§ **WORK ITEM**: Please give nothing except the number of lines in the records below that include the word "next".

Excerpts from a dataset:

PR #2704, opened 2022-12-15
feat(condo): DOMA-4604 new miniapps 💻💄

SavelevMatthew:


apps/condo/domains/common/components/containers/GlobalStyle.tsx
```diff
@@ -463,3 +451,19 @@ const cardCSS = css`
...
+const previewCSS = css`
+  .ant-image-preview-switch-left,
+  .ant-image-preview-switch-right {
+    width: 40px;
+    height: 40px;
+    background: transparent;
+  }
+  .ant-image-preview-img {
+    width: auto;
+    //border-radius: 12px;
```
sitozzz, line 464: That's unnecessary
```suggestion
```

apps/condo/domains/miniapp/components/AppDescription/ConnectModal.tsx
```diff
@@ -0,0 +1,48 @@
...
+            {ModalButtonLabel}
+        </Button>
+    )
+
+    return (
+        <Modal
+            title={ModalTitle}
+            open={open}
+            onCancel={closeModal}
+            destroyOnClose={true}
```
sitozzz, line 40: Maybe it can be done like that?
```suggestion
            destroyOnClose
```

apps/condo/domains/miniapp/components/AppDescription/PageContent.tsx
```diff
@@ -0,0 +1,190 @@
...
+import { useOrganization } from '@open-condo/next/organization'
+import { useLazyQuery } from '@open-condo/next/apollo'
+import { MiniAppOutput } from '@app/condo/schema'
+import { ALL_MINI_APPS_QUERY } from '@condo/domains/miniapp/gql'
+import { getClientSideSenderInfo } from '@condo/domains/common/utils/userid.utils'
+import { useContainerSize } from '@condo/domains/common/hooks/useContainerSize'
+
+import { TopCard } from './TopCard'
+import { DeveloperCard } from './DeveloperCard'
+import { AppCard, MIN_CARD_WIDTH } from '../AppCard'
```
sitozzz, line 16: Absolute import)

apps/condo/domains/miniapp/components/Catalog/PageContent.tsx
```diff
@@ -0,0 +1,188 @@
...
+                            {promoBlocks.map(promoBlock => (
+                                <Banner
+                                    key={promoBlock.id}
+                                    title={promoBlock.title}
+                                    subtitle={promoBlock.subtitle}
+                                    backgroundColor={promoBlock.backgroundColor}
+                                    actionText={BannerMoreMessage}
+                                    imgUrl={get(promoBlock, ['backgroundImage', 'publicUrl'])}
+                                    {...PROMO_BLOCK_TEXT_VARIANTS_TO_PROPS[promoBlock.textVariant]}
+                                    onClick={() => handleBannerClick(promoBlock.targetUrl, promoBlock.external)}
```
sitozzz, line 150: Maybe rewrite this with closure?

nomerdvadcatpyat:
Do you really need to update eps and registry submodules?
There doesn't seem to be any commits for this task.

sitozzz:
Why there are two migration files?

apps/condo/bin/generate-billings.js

* * *

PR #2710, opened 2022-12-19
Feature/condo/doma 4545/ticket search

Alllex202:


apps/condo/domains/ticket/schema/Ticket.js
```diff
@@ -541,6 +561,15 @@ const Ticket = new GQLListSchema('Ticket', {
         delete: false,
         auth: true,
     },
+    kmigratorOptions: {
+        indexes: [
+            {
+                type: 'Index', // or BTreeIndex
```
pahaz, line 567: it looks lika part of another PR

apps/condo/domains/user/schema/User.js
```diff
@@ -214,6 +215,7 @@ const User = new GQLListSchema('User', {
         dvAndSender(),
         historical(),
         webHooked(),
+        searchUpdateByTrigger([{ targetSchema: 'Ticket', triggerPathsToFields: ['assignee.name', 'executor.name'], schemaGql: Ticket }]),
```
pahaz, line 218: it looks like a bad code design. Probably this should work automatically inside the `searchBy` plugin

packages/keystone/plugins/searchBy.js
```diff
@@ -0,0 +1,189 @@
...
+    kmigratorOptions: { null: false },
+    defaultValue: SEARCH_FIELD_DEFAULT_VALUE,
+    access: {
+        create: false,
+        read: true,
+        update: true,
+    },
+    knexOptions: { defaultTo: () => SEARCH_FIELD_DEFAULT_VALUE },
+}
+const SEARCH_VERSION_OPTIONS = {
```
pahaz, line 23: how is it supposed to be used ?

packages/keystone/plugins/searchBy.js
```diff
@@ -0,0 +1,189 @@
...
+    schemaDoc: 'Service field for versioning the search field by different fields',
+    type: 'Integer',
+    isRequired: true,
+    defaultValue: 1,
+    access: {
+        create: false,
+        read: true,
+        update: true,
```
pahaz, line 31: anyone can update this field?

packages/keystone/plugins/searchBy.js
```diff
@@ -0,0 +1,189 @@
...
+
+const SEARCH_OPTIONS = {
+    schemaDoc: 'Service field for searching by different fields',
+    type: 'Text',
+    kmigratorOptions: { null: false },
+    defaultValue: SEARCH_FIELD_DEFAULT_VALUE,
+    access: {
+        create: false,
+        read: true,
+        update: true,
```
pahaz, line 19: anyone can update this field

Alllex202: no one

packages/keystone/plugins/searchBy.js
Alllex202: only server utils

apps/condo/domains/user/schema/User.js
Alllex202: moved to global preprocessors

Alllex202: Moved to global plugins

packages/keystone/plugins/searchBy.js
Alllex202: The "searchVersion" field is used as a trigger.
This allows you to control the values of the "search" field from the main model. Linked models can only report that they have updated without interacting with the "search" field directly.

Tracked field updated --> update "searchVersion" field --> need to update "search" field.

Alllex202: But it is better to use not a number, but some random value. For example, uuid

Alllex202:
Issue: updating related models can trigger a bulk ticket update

§ **REPLY**: 2